Due to lower export profitability, China’s July refined copper exports of 70,006 tonnes were much less than June’s record exports of 157,751 tonnes.

With a discount of more than $100 per tonne to the three-month contract. The London Metal Exchange’s (LME) cash copper contract indicated ample supply in the near term.

The demand for physical copper in China has somewhat increased recently. Despite prices falling 3.9% in July and 4.4% in June.

Despite the persistent challenges in the property sector and the nation’s slowing economic growth, a robust revival in consumption seems improbable.

Global Copper Market Sees Surplus Surge in 2024, Says ICSG

The International Copper Study Group (ICSG) reports that the global refined copper market saw a surplus of 65,000 metric tonnes in May.
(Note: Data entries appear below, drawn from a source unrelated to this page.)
Issue #1231, opened 2016-01-31
Build may silently fail some tests


CharliePoole:
I just discovered this in running `build -t TestAll` locally. I haven't seen it in the CI build, but it would require scanning down all the results to find it.

When we used msbuild for the build, we were able to make use of a setting that allowed further tests to continue if one failed. But at the end, the build was reported as failed. We need to acheive the same effect with Cake.

ChrisMaddock:
@CharliePoole just been browsing build issues, believe this one is done? Apologies if I've missed something.

CharliePoole:
I agree.

PR #1259, opened 2016-02-11
Continue to run remaining Tests when a Test fails and still break the build

dicko2:
This one is related to issue #1231 I was keen to do some work on cake :) but not "blow away" by it so far

I think it will do what you need, I've left the pull request with the failing test so you can see the results of a broken build by a failing test that continues, and will remove if you are happy with the results. Hopefully I've understood the requirement correctly.

I've tested it on my local and in Travis CI, i tried to get it working in TeamBuild, but rolled back as there is some issues with VSTS and the nunit3 xml format that i found out the hard way.

You will see that there is an error midway but it still continues
errorandcontinue

Then at the end of the Cake script in the teardown event it blows up if there has been any error reported during the run.

buildblowsupatend

I tried to get more output from the exceptions in relation to what failed but still working cake out, ow it displays a count of the errors only at the end. I guess you have the test results XML files so what ever you are building it with should be able to consume these for reporting on specifics.


build.cake
```diff
@@ -5,8 +5,14 @@
 var target = Argument("target", "Default");
 var configuration = Argument("configuration", "Debug");
 var framework = Argument("framework", "net-4.5");
+var legacyOutputXml = Argument("LegacyOutputXml", "false");
```
CharliePoole: Leftover from TFS support I guess. We always want nunit3 output for our build anyway.

build.cake
```diff
@@ -160,7 +166,10 @@ Task("BuildCppTestFiles")
 //////////////////////////////////////////////////////////////////////
 Task("TestAllFrameworks")
   .IsDependentOn("Build")
-	.Does(() =>
+    .OnError(exception =>
+{
+    ErrorDetail.Add(exception.Message);
+}).Does(() =>
```
CharliePoole: Formatting. :-)

CharliePoole:
This is great! Normally __nobody__ volunteers to work on the build!

A few inline comments above and some general ones here:

1. Packaging should not run if the tests fail. Maybe it could depend on some sort of task that just checks for errors.

2. When a the framework tests fail for a given build (like .NET 4.5) the remaining builds should run if possible.

dicko2:
Ok, I've added the dependency to the package step. And fixed up the formatting as well as removing that TFS stuff :)

Yea i had a terrible time getting TFS to work, hence all those messy commits, unfortunately with builds its hard to test somethings end-to-end without committing.

I'm surprised they aren't supporting the nunit3 xml format in VSTS, they have been really reactive with updates I've noticed since the 2015 release. Do you have an ETA from MS on this out of interest? 

I "think" the only way to continue building the other frameworks would be to have one task executed per framework, I'm not sure how best to do this off the bat. I'll try work it out today before beer-o'clock ;)

dicko2:
Ok, I didn't realize we were the ones throwing the exceptions, so is was easier than i though, I'm just collecting the exception data into the array then blowing up the build when needed, I also added the framework into the error output so it'll be easier for someone to read the errors when they are all outputted at the end.

buildblowsupnice

Also stopped it from double exploding when the appveyor task is called, which i noticed was happening from my last commit.

If you are happy with this let me know and i'll remove that erroring test i put in there.

And it's not even beer-o'clock yet, I might look through the issues for something else to keep me busy :)

CharliePoole:
There are conflicts with master, so the CI builds can't run. Can you resolve them?

dicko2:
Ok @CharliePoole have merge in all the changes and resolved the conflict.

dicko2:
Also found a context error in the travis CI build, have fixed now and pushed up another commit

CharliePoole:
As you have already seen, the differences between Roslyn and Mono make it very tricky to get a Cake script to work cross-platform. Do you have a local Linux system on which to test? If not, I can pull it down and do some experimenting with it tomorrow.

It would also be nice if you could eliminate the double messaging at the end, but we can live without it.

dicko2:
Yea, cake/mono is a bit of a pain in the butt, you're right I should get a local Linux setup going to test.

I just need to rethink the way I've implemented it so i don't end up making a mess of it.

I'll have another crack at it tomorrow, beer is calling now :)

CharliePoole:
You may be able to get the same failure using the -Mono option to build in Windows.

dicko2:
She's not as clean as I would have liked but its working. I've just used a ref to pass in the Error collection for modifying inside the helper method.

It's still doing that double output thing at the end on appveyor though, going to look into it now, not sure if it will be an easy fix or not.

dicko2:
ok, was an easy fix, I n00bed it again, tried to run code after a throw :)

CharliePoole:
Looks good to me! @rprouse would you also take a look please? Once we both OK it, @dicko2 will have to remove the deliberate failures from the framework tests and then I'll merge.

build.cake
```diff
@@ -159,46 +164,69 @@ Task("BuildCppTestFiles")
 //////////////////////////////////////////////////////////////////////
 // TEST
 //////////////////////////////////////////////////////////////////////
+
+Task("CheckForError")
+    .Does(() => 
+    {
+    CheckForError(ref ErrorDetail);
+    });
```
rprouse: Very minor, but indenting is off here. Also I think you could simplify this and other short one liners down to `.Does(() => CheckForError(ref ErrorDetail));`

build.cake
```diff
@@ -206,28 +234,40 @@ Task("TestDriver")
...
-		RunTest(NUNIT3_CONSOLE, BIN_DIR, V2_PORTABLE_AGENT_TESTS);
+		RunTest(NUNIT3_CONSOLE, BIN_DIR, V2_PORTABLE_AGENT_TESTS,"TestV2Driver", ref ErrorDetail);
 	});
 
 Task("TestConsole")
   .IsDependentOn("Build")
+    .OnError(exception =>
+        {
+            ErrorDetail.Add(exception.Message);
+        })
```
rprouse: Here and other places, I would like to see consistent indenting of the methods and the brackets.

build.cake
```diff
@@ -578,7 +643,7 @@ void BuildProject(string projectPath, string configuration, MSBuildPlatform buil
     }
 }
  
-void RunTest(FilePath exePath, DirectoryPath workingDir)
+void RunTest(FilePath exePath, DirectoryPath workingDir, string framework, ref List<string> errorDetail)
```
rprouse: Why does the list need to be a `ref`, you are not assigning to it, just adding to it? Objects are already passed by reference.

rprouse:
Functionally looks good to me other than minor formatting errors. Thanks for tackling this.

We should probably add `build.cake` to `.editorconfig` to get consistent indent levels for those who use it.

build.cake
dicko2: This is to do with mono/linux compatibility, in .NET/windows from within the method you can access the variables,  but in mono you cannot. So i need to pass this by ref in to get modified. Objects default to getting passed by val (https://msdn.microsoft.com/en-us/library/14akc2c7.aspx), so using ref the modifications to the object will be carried out of the method in the event of an error. The list compiles a collection of all errors to be outputted at the end of the user.

build.cake
dicko2: Ok done, I've been using VSCode for this one sorry, I'm too used to VS/resharper taking care of these things for me lol

build.cake
dicko2: done

rprouse:
All good, I will take another look in the morning, on my phone now. I use VS Code for the cake files too. There is an EditorConfig extension for it now which helps with tabs and indents. Helpful when moving between projects ;)

rprouse:
@dicko2 can you remove the failing test? I think we can merge this once we get CI passing.

dicko2:
ok, failing test removed.

CharliePoole:
Thanks for doing this. Much better to get all the errors at one time!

Up from an April surplus of 11,000 metric tonnes.

The market saw a 416,000 metric tonne excess for the first 5 months of 2024 as opposed to 154,000 metric tonnes for the same period the previous year.

From a technical perspective, the copper market is in a long liquidation phase. As open interest dropped to 9,208 contracts from 15.06% as prices dropped by 6.5 rupees.

Copper prices is now supported at 795.6, with further negative aspects potential to 791.3 levels. Resistance is seen at 806.2 on the upside, and an upward move it could take prices as high as 812.5.